» **Task**
Keeping every word the same, return the listing from its first line until the line holding "## Description" has been returned as well.

+-------+

PR #454, opened 2019-10-29
Feature/test for optimal path task

### LINKED ISSUE #443: [TASK] Test for optimal path task
## Description

In the demo at prpl Summit, we made sure that the controller's optimal path task is working properly. To make sure this keeps on working, we should have a test of it. The test should run in Docker, similar to test_flows.sh, but in a separate script.

## Exit criteria

A test script exists that runs a gateway and two repeaters and tests the following features:
- Optimal path task is started when a client connects.
- Check that 11k request is done and that its arguments are as expected.
- Test gives 11k response that shows best link quality for current BSS.
- Check that no steering is done.
- Check that after a while optimal path task runs again *TBD what should trigger this?*
- Give 11k response that shows best link quality in a different BSS.
- Check that steering is done.
- Connect a second station, check that optimal path task runs.
- Give error response to 11k request.
- Check that error response is handled correctly (no crashes, falls back to RSSI).

YuriyMasechko:
New test for optimal path task was added.
Test has three scenarios:
- test gives 11k response that shows best link quality for current BSS, no steering done
- test gives 11k response that shows best link quality in a different BSS, steer client
- error response to 11k request, optimal path falls back to RSSI measurement

Additionally dhcp events were added as association task
requires sta to be connected with IP. New data path to change sta stats was added as event.

fixes #443

### DIFF
--- a/common/beerocks/bwl/dummy/base_wlan_hal_dummy.cpp
+++ b/common/beerocks/bwl/dummy/base_wlan_hal_dummy.cpp
@@ -120,9 +120,14 @@ static void map_event_obj_parser(std::string event_str, parsed_obj_map_t &map_ob
     std::stringstream ss(event_str.c_str() + idx_start);
     std::string str_storage;
     bool opcode = true;
+    bool type   = true;
     while (std::getline(ss, str_storage, ' ')) {
-        if (opcode) {
-            // assume that the first param is event name
+        if (type) {
+            // assume that the first param is type - DATA or EVENT
+            map_obj[DUMMY_EVENT_KEYLESS_PARAM_TYPE] = str_storage;
+            type                                    = false;
+        } else if (opcode) {
+            // assume that the second param is data or event name
             map_obj[DUMMY_EVENT_KEYLESS_PARAM_OPCODE] = str_storage;
             opcode                                    = false;
         } else if (beerocks::net::network_utils::is_valid_mac(str_storage)) {
@@ -343,9 +348,22 @@ bool base_wlan_hal_dummy::process_ext_events()
     //base_wlan_hal_dummy::parsed_obj_debug(event_obj);
 
     // Process the event
-    if (!process_dummy_event(event_obj)) {
-        LOG(ERROR) << "Failed processing DUMMY event: "
-                   << event_obj[DUMMY_EVENT_KEYLESS_PARAM_OPCODE];
+    if (event_obj[DUMMY_EVENT_KEYLESS_PARAM_TYPE] == "EVENT") {
+        if (!process_dummy_event(event_obj)) {
+            LOG(ERROR) << "Failed processing DUMMY event: "
+                       << event_obj[DUMMY_EVENT_KEYLESS_PARAM_OPCODE];
+            return false;
+        }
+    }
+    // Process data
+    else if (event_obj[DUMMY_EVENT_KEYLESS_PARAM_TYPE] == "DATA") {
+        if (!process_dummy_data(event_obj)) {
+            LOG(ERROR) << "Failed processing DUMMY data: "
+                       << event_obj[DUMMY_EVENT_KEYLESS_PARAM_OPCODE];
+            return false;
+        }
+    } else {
+        LOG(ERROR) << "Unsupported type " << event_obj[DUMMY_EVENT_KEYLESS_PARAM_TYPE];
         return false;
     }
 
--- a/common/beerocks/bwl/dummy/mon_wlan_hal_dummy.cpp
+++ b/common/beerocks/bwl/dummy/mon_wlan_hal_dummy.cpp
@@ -40,6 +40,14 @@ namespace dummy {
 /////////////////////////// Local Module Functions ///////////////////////////
 //////////////////////////////////////////////////////////////////////////////
 
+static mon_wlan_hal::Event dummy_to_bwl_event(const std::string &opcode)
+{
+    if (opcode == "RRM-BEACON-REP-RECEIVED")
+        return mon_wlan_hal::Event::RRM_Beacon_Response;
+
+    return mon_wlan_hal::Event::Invalid;
+}
+
 //////////////////////////////////////////////////////////////////////////////
 /////////////////////////////// Implementation ///////////////////////////////
 //////////////////////////////////////////////////////////////////////////////
@@ -142,6 +150,8 @@ bool mon_wlan_hal_dummy::process_dummy_data(parsed_obj_map_t &parsed_obj) { retu
 
 bool mon_wlan_hal_dummy::process_dummy_event(parsed_obj_map_t &parsed_obj)
 {
+    char *tmp_str;
+    int64_t tmp_int;
     // Filter out empty events
     std::string opcode;
     if (!(parsed_obj.find(DUMMY_EVENT_KEYLESS_PARAM_OPCODE) != parsed_obj.end() &&
@@ -149,6 +159,95 @@ bool mon_wlan_hal_dummy::process_dummy_event(parsed_obj_map_t &parsed_obj)
         return true;
     }
     LOG(TRACE) << __func__ << " - opcode: |" << opcode << "|";
+
+    auto event = dummy_to_bwl_event(opcode);
+
+    switch (event) {
+    case Event::RRM_Beacon_Response: {
+        // Allocate response object
+        auto resp_buff = ALLOC_SMART_BUFFER(sizeof(SBeaconResponse11k));
+        auto resp      = reinterpret_cast<SBeaconResponse11k *>(resp_buff.get());
+
+        if (!resp) {
+            LOG(FATAL) << "Memory allocation failed!";
+            return false;
+        }
+
+        // Initialize the message
+        memset(resp_buff.get(), 0, sizeof(SBeaconResponse11k));
+
+        // STA MAC
+        if (!dummy_obj_read_str(DUMMY_EVENT_KEYLESS_PARAM_MAC, parsed_obj, &tmp_str)) {
+            LOG(ERROR) << "Failed reading mac parameter!";
+            return false;
+        }
+
+        beerocks::net::network_utils::mac_from_string(resp->sta_mac.oct, tmp_str);
+
+        // Channel
+        if (!dummy_obj_read_int("channel", parsed_obj, tmp_int)) {
+            LOG(ERROR) << "Failed reading channel parameter!";
+            return false;
+        }
+        resp->channel = tmp_int;
+
+        // Dialog Token
+        if (!dummy_obj_read_int("dialog_token", parsed_obj, tmp_int)) {
+            LOG(ERROR) << "Failed reading dialog_token parameter!";
+            return false;
+        }
+        resp->dialog_token = tmp_int;
+
+        // Measurement Response Mode
+        if (!dummy_obj_read_int("measurement_rep_mode", parsed_obj, tmp_int)) {
+            LOG(ERROR) << "Failed reading measurement_rep_mode parameter!";
+            return false;
+        }
+        resp->rep_mode = tmp_int;
+
+        // Operating Class
+        if (!dummy_obj_read_int("op_class", parsed_obj, tmp_int)) {
+            LOG(ERROR) << "Failed reading op_class parameter!";
+            return false;
+        }
+        resp->op_class = tmp_int;
+
+        // Measurement Duration
+        if (!dummy_obj_read_int("duration", parsed_obj, tmp_int)) {
+            LOG(ERROR) << "Failed reading duration parameter!";
+            return false;
+        }
+        resp->duration = tmp_int;
+
+        // RCPI
+        if (!dummy_obj_read_int("rcpi", parsed_obj, tmp_int)) {
+            LOG(ERROR) << "Failed reading rcpi parameter!";
+            return false;
+        }
+        resp->rcpi = tmp_int;
+
+        // RSNI
+        if (!dummy_obj_read_int("rsni", parsed_obj, tmp_int)) {
+            LOG(ERROR) << "Failed reading rsni parameter!";
+            return false;
+        }
+        resp->rsni = tmp_int;
+
+        // BSSID
+        if (!dummy_obj_read_str("bssid", parsed_obj, &tmp_str)) {
+            LOG(ERROR) << "Failed reading mac parameter!";
+            return false;
+        }
+        beerocks::net::network_utils::mac_from_string(resp->bssid.oct, tmp_str);
+
+        // Add the message to the queue
+        event_queue_push(event, resp_buff);
+        break;
+    }
+    default:
+        LOG(WARNING) << "Unhandled event received: " << opcode;
+        break;
+    }
     return true;
 }
 
--- a/common/beerocks/bwl/dummy/mon_wlan_hal_dummy.cpp
+++ b/common/beerocks/bwl/dummy/mon_wlan_hal_dummy.cpp
@@ -52,6 +52,8 @@ static mon_wlan_hal_dummy::Data dummy_to_bwl_data(const std::string &opcode)
 {
     if (opcode == "STA-UPDATE-STATS")
         return mon_wlan_hal_dummy::Data::STA_Update_Stats;
+    else if (opcode == "RRM-BEACON-REP-RECEIVED")
+        return mon_wlan_hal_dummy::Data::RRM_Update_Beacon_Measurements;
 
     return mon_wlan_hal_dummy::Data::Invalid;
 }
@@ -91,7 +93,7 @@ bool mon_wlan_hal_dummy::update_stations_stats(const std::string vap_iface_name,
         return false;
     }
 
-    dummy_sta_stats = dummy_sta->second;
+    dummy_sta_stats = dummy_sta->second.sta_stats;
 
     sta_stats.rx_rssi_watt             = dummy_sta_stats.rx_rssi_watt;
     sta_stats.rx_rssi_watt_samples_cnt = dummy_sta_stats.rx_rssi_watt_samples_cnt;
@@ -119,6 +121,20 @@ bool mon_wlan_hal_dummy::sta_beacon_11k_request(const SBeaconRequest11k &req, in
     LOG(DEBUG) << "Beacon 11k request to sta " << sta_mac << " on bssid " << bssid << " channel "
                << std::to_string(req.channel);
 
+    auto dummy_sta = m_dummy_stas_map.find(sta_mac);
+    if (dummy_sta != m_dummy_stas_map.end()) {
+        auto dummy_bssid_event = dummy_sta->second.beacon_measurment_events.find(bssid);
+        if (dummy_bssid_event == dummy_sta->second.beacon_measurment_events.end()) {
+            LOG(WARNING) << "No RRM beacon response for bssid " << bssid;
+        } else {
+            //TODO: remove sleep. Sleep fixes missing requests sent by controller but not
+            //received by agent
+            sleep(1);
+            process_dummy_event(dummy_bssid_event->second);
+        }
+    } else
+        LOG(WARNING) << "No RRM beacon response for sta " << sta_mac;
+
     return true;
 }
 
@@ -138,6 +154,7 @@ bool mon_wlan_hal_dummy::process_dummy_data(parsed_obj_map_t &parsed_obj)
 {
     char *tmp_str;
     char *sta_mac;
+    char *bssid;
     int64_t tmp_int;
     // Filter out empty data
     std::string opcode;
@@ -200,7 +217,21 @@ bool mon_wlan_hal_dummy::process_dummy_data(parsed_obj_map_t &parsed_obj)
         }
         dummy_sta_stats.rx_phy_rate_100kb = (tmp_int / 100);
 
-        m_dummy_stas_map[sta_mac] = dummy_sta_stats;
+        m_dummy_stas_map[sta_mac].sta_stats = dummy_sta_stats;
+        break;
+    }
+    case Data::RRM_Update_Beacon_Measurements: {
+        if (!dummy_obj_read_str(DUMMY_EVENT_KEYLESS_PARAM_MAC, parsed_obj, &sta_mac)) {
+            LOG(ERROR) << "Failed reading mac parameter!";
+            return false;
+        }
+
+        if (!dummy_obj_read_str("bssid", parsed_obj, &bssid)) {
+            LOG(ERROR) << "Failed reading bssid!";
+            return false;
+        }
+
+        m_dummy_stas_map[sta_mac].beacon_measurment_events[bssid] = parsed_obj;
         break;
     }
     default:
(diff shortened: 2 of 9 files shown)


framework/platform/bpl/linux/bpl_dhcp_mon.c
```diff
@@ -8,8 +8,74 @@
...
+    tmpTok = strtok(line, ",");
+    while (tmpTok != NULL && numTok < 4) {
+        arrTok[numTok++] = tmpTok;
+        tmpTok           = strtok(NULL, ",");
+    }
+
+    // Execute the callback
+    if (s_pCallback)
+        s_pCallback((arrTok[0]) ? arrTok[0] : "", (arrTok[1]) ? arrTok[1] : "",
+                    (arrTok[2]) ? arrTok[2] : "", (arrTok[3]) ? arrTok[3] : "");
```
morantr: I think it is a good idea to add a description of the tokens:
<op: {"add","del", "old"}> <client_mac> <ip> <hostname>

Also, create some data validation. But IMO it should be on platform_manager_thread.cpp:send_dhcp_notification().
since it is more convenient to validate there the mac, the IP and the op string.

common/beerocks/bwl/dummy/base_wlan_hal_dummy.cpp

+-------+

» **Output for this exercise**
PR #454, opened 2019-10-29
Feature/test for optimal path task

### LINKED ISSUE #443: [TASK] Test for optimal path task
## Description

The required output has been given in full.